I recreated the PDF reader program that is made in this video:
I tested it with some random pdf files I have on my PC, but the program extracts the text of only a few of them. Why is so? Is it a flaw in the program, am I missing something or maybe there are some specific pdf files that cannot be read by default?
Here is the full code:
import tkinter as tk
import PyPDF2
from PIL import ImageTk,Image
from tkinter.filedialog import askopenfile
root = tk.Tk()
root.geometry('+%d+%d'%(975,150))
canvas = tk.Canvas(root, width=600, height=300)
canvas.grid(columnspan=3, rowspan=3)
logo = Image.open("tkinterResources/logo.png")
logo = ImageTk.PhotoImage(logo)
logo_label = tk.Label(image=logo)
logo_label.image = logo
logo_label.grid(row=0, column=1)
instructions = tk.Label(root, text="Select a PDF file on yo ur computer to extract all its text", font="Raleway")

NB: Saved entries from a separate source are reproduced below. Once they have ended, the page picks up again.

PR #89, opened 2024-11-06
✨ Static Device Libraries and Statically Linked Driver

ystade:
This PR contains a statically linked driver. This also allows using of static device libraries. The required preparations have been done by #86.


ystade:
One big issue with this PR is that the existing dynamic driver and the new static driver must be tested independently because they cannot be linked into one executable. Right now—without a separate target for the tests of the static driver—one can simply change the line

https://github.com/Munich-Quantum-Software-Stack/QDMI/blob/b16f36d87703c81a95ff274a59fee12f886c2d71/test/CMakeLists.txt#L60

to `dmi::example_static_driver` and the tests will run through as well without any further change.

burgholzer:
> One big issue with this PR is that the existing dynamic driver and the new static driver must be tested independently because they cannot be linked into one executable. 

I think it's even more than just the static driver. 
The whole point of the static driver is to also build the devices themselves as static libraries to get a fully statically-linked binary.
However, currently, the devices are fixed to be dynamic libraries.
I would guess that testing both would either require considerable code duplication or it would effectively require two builds and test runs; one with `-DBUILD_SHARED_LIBS=ON` and one with the setting `OFF`. Depending on whether dynamic or shared libraries are built, the corresponding driver is built and linked.

Let's get #86 in and then rebase this branch on top of develop to get a clean commit history and then see further.

burgholzer:
Closing this for now, but not deleting the respective branch to preserve this proof of concept.

PR #100, opened 2024-11-13
Provision to set session parameters

### LINKED ISSUE #96: User management and access control using sessions
@burgholzer @echavarria-lrz  

`QDMI_session_alloc` is the first function called by a client. However, the function signature doesn't contain anything to pass information about the user/client that is needed for user management and access control when a session is allocated/created. 

Is there any other way for a driver to get this information?

Suggested solution:
The `QDMI_session_alloc` signature can be modified to add a QInfo object as input, which the user can use to pass the required information.

mnfarooqi:
Closes #96 

- Added function `QDMI_session_set_parameter` to set session parameters 
- Added enum `QDMI_SESSION_PARAMETER_T` to be used as parameter to `QDMI_session_set_parameter`
- Added two enum values `QDMI_SESSION_PARAMETER_OWNER` and `QDMI_SESSION_PARAMETER_TOKEN` to `QDMI_SESSION_PARAMETER_T` to be used for access control within a session.

### DIFF
--- a/examples/driver/qdmi_example_driver.cpp
+++ b/examples/driver/qdmi_example_driver.cpp
@@ -271,6 +271,8 @@ int QDMI_session_set_parameter(QDMI_Session session,
   case QDMI_SESSION_PARAMETER_TOKEN:
     session->token = std::string(static_cast<const char *>(value), size);
     return QDMI_SUCCESS;
+  default:
+    break;
   }
   return QDMI_ERROR_NOTSUPPORTED;
 }
--- a/examples/driver/qdmi_example_driver.cpp
+++ b/examples/driver/qdmi_example_driver.cpp
@@ -108,6 +108,8 @@ struct QDMI_Device_impl_d {
  */
 struct QDMI_Session_impl_d {
   std::vector<std::shared_ptr<QDMI_Device_impl_d>> device_list;
+  std::string owner;
+  std::string token;
 };
 
 /// @}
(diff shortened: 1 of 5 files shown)


burgholzer (changes requested):
This is really great! Thanks for the PR 🙏🏼 
I have no comments on the actual additions in the PR. They look very clean.
I have one request though: could we add a default implementation of the new function to the example driver?
The session struct could just add a `owner` and `token` string member and use the new function to set them.
Based on that example implementation, a test could be added for actually using the new method to set these parameters.

I am not quite sure how far we want to take this in the examples, but I could imagine it would be useful if the new session information were actually to be used in the `get_devices` method for selecting which devices to return so that the new values are not only set, but also used in the examples.
Let me know if you think that is taking it too far for now.

mnfarooqi:
> This is really great! Thanks for the PR 🙏🏼 I have no comments on the actual additions in the PR. They look very clean. I have one request though: could we add a default implementation of the new function to the example driver? The session struct could just add a `owner` and `token` string member and use the new function to set them. Based on that example implementation, a test could be added for actually using the new method to set these parameters.
> 
Already implemented will push it in the next commit. 

> I am not quite sure how far we want to take this in the examples, but I could imagine it would be useful if the new session information were actually to be used in the `get_devices` method for selecting which devices to return so that the new values are not only set, but also used in the examples. Let me know if you think that is taking it too far for now.
>
Working on it too.

burgholzer:
> > This is really great! Thanks for the PR 🙏🏼 I have no comments on the actual additions in the PR. They look very clean. I have one request though: could we add a default implementation of the new function to the example driver? The session struct could just add a `owner` and `token` string member and use the new function to set them. Based on that example implementation, a test could be added for actually using the new method to set these parameters.
> 
> Already implemented will push it in the next commit.
> 
> > I am not quite sure how far we want to take this in the examples, but I could imagine it would be useful if the new session information were actually to be used in the `get_devices` method for selecting which devices to return so that the new values are not only set, but also used in the examples. Let me know if you think that is taking it too far for now.
> 
> Working on it too.

Awesome! Many thanks 🙏🏼

burgholzer (approved):
Great stuff! Thanks for taking care of this so quickly.
Feel free to merge the PR if you are happy with it 🙌

PR #101, opened 2024-11-18
🧪 Test Installation of QDMI

### LINKED ISSUE #98: 🧪 Test Installation of QDMI
So far there is no tests that tests whether all tests also pass when QDMI is installed instead of build in a build directory.

ystade:
This PR tries to add the missing test for the installation of QDMI pointed out in #98.

### DIFF
--- a/.github/workflows/reusable-cpp-install-tests.yml
+++ b/.github/workflows/reusable-cpp-install-tests.yml
@@ -36,7 +36,7 @@ jobs:
         uses: Chocobo1/setup-ccache-action@v1
         with:
           prepend_symlinks_to_path: false
-          override_cache_key: c++-tests-install-${{ inputs.os }}
+          override_cache_key: c++-tests-install-${{ matrix.os }}
       # set up mold as linker for faster C++ builds
       - name: Set up mold as linker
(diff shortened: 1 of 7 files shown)


.github/workflows/reusable-cpp-install-tests.yml
```diff
@@ -0,0 +1,63 @@
...
+      - uses: actions/checkout@v4
+        with:
+          submodules: recursive
+          fetch-depth: 0
+      # set up ccache for faster C++ builds
+      - name: Setup ccache
+        uses: Chocobo1/setup-ccache-action@v1
+        with:
+          prepend_symlinks_to_path: false
+          override_cache_key: c++-tests-install-${{ inputs.os }}
```
burgholzer:
```suggestion
          override_cache_key: c++-tests-install-${{ matrix.os }}
```

burgholzer (approved):
This is looking great! Many thanks for adding these tests and fixing the general library structure for installation.
I just spotted a simple to fix problem in the CI workflow cache key that should be fixed by adopting the inline suggestion.
Let's get this in 🚀

PR #120, opened 2024-12-04
🐛 Fix an inconsistency in the docs about coupling maps

### LINKED ISSUE #119: Type of coupling map
If I'm not mistaken, the [type of the coupling map of the example device](https://github.com/Munich-Quantum-Software-Stack/QDMI/blob/develop/examples/device/cxx/device.cpp#L145) does not comply with the [type specified in enums.h](https://github.com/Munich-Quantum-Software-Stack/QDMI/blob/develop/include/qdmi/common/enums.h#L45). We are currently working on implementing the query interface and were wondering whether the coupling map should be a list of `int`s or a list of `QDMI_Device_Site`s.

ystade:
This PR fixes an inconsistency that was present in the documentation of the coupling map parameter, and that was reported in #119.

Fixes #119

### DIFF
--- a/include/qdmi/common/enums.h
+++ b/include/qdmi/common/enums.h
@@ -42,13 +42,15 @@ enum QDMI_DEVICE_PROPERTY_T {
   /// `size_t` The number of qubits in the device.
   QDMI_DEVICE_PROPERTY_QUBITSNUM,
   /**
-   * @brief `int*` (int list) The coupling map of the device.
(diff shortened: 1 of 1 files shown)


burgholzer (approved):
LGTM 👍🏼 Thanks for the quick fix!

echavarria-mqv:
The original issue was created just 30 minutes ago, if this isn't top-tier customer service, I’m not sure what is ;)

PR #122, opened 2024-12-04
🎨 Stability improvements for custom enum parameters

### LINKED ISSUE #118: 🐛 Compatibility Concerning Custom Parameters
It just came up in a discussion with @burgholzer that most (all) of the enumerations used to define the different parameters, e.g., `QDMI_DEVICE_PROPERTY_T`, define a couple of custom values. Those enable device implementers to quickly test the exposure of properties that are not yet included in the QDMI without requesting a change of QDMI.

The issue with those custom parameters is that they are supposed to follow after all regular enumeration values. The last member of the enumeration is then a value that defines the number of elements in the enumeration and is used for bounds checking, i.e., whether the passed enumeration value is valid.

When an upgrade of QDMI defines new enumeration values in some of those enumerations, those custom parameters are pushed back, and their value increases. Hence, old QDMI device implementations that support a custom parameter may not handle this parameter correctly anymore. Since the concrete integer value behind the enumeration constant is assigned to another identifier now. In the compiled library, however, not the identifier of the enumeration members is used but instead the actual value of those constants (which now became another meaning).

The proposal to solve this issue would be, to assign the maximal possible integer values to the custom parameter enumeration values in order to
1. fix the value of those custom parameters across versions of QDMI, and
2. enable better validation of the passed parameter values.
For the second point, note that the `...MAX` member of each enumeration should denote the number of __regular__ members, excluding the custom members of an enumeration. Hence, the custom parameters will always lay outside of the allowed range for parameter values. This is sensible, as no device is required to implement those custom parameters. They are only meant for custom experimental usage.

ystade:
Fixes #118
by moving the custom parameters to the end of structs and assigning a fixed high value to them that must not be changed.

This PR also refactors all `..._CUSTOM_[int]` to `..._CUSTOM[int]` without the last underscore to follow the naming conventions in QDMI.

Finally, it improves upon the docstrings of certain methods.


burgholzer (changes requested):
I think we can safely ignore the clang-tidy warnings file-wide as this is a design decision on purpose.

Tests still fail at the moment unfortunately.

ystade:
> I think we can safely ignore the clang-tidy warnings file-wide as this is a design decision on purpose.
> 
> Tests still fail at the moment unfortunately.

@burgholzer, I actually think the clang tdiy warning has a point and I find it clearer when all constants have assigned integer values. I think that makes our intend even clearer.

Hopefully, the tests pass now.

burgholzer (approved):
LGTM now. Let's get this in 🚀

PR #126, opened 2024-12-09
✨ Provide an option to specify the supported QIR profile

### LINKED ISSUE #115: ✨ Provide an option to specify the supported QIR profile
Right now, there is no way for a device to specify which QIR profile it supports.
It should be easy enough to add this as another device property that has a string value.
As far as I am aware, the only possible values for that string at the moment would be `"base_profile"` and `"adaptive_profile"`.

This is slightly in contrast to how we handle the support for OpenQASM where we offer separate enum values for OpenQASM 2 and OpenQASM 3 support.
However, I do think this makes sense since OpenQASM 3 isn't really a superset of OpenQASM 2 in the way that the adaptive QIR profile is a superset of the base profile.

ystade:
This PR provides the solution as discussed in issue #115. Hence, it is possible to first ask a device whether a certain job format is supported before actually submitting the program in that format.

Fixes #115

### DIFF
--- a/examples/device/c/device.c
+++ b/examples/device/c/device.c
@@ -303,18 +303,23 @@ int C_QDMI_query_operation_property_dev(C_QDMI_Operation operation,
 int C_QDMI_control_create_job_dev(const QDMI_Program_Format format,
                                   const size_t size, const void *prog,
                                   C_QDMI_Job *job) {
+  if (format != QDMI_PROGRAM_FORMAT_QASM2 &&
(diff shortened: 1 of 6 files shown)


burgholzer (approved):
Many thanks for creating this pull request.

instructions.grid(row=1, column=0, columnspan=3)
def open_file():
browse_text.set("loading...")
file = askopenfile(parent=root, mode="rb", title="Choose a file", filetype=[("Pdf file", "*.pdf")])
if file:
read_pdf = PyPDF2.PdfFileReader(file)
page = read_pdf.getPage(0)
page_content = page.extractText()
text_box = tk.Text(root, height=10, width=50, padx=15, pady=15)
text_box.insert(1.0, page_content)
text_box.tag_configure("center", justify="center")
text_box.tag_add("center", 1.0, "end")
text_box.grid(row=3, column=1)
browse_text.set("Browse")
browse_text = tk.StringVar()
browse_btn = tk.Button(root, textvariable = browse_text,
font="Raleway", bg="#20bebe", fg="white", height=2, width=15,
command=open_file)
browse_text.set("Browse")
browse_btn.grid(row=2, column=1)
canvas = tk.Canvas(root, width=600, height=250)
canvas.grid(columnspan=3)
root.mainloop()
I also created my own pdf file with just one line of text using OpenOffice and even that doesn't seem to work.